• **Recorded information**
● ● ● ● ●
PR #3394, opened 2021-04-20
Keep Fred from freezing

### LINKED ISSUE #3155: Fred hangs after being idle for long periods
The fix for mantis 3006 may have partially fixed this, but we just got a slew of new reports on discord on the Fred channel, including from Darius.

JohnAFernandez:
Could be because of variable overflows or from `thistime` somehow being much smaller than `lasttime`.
● ● ● ● ●
The required result is a verbatim copy of all the entries.

• **Response box**
PR #3394, opened 2021-04-20
Keep Fred from freezing

### LINKED ISSUE #3155: Fred hangs after being idle for long periods
The fix for mantis 3006 may have partially fixed this, but we just got a slew of new reports on discord on the Fred channel, including from Darius.

JohnAFernandez:
Could be because of variable overflows or from `thistime` somehow being much smaller than `lasttime`.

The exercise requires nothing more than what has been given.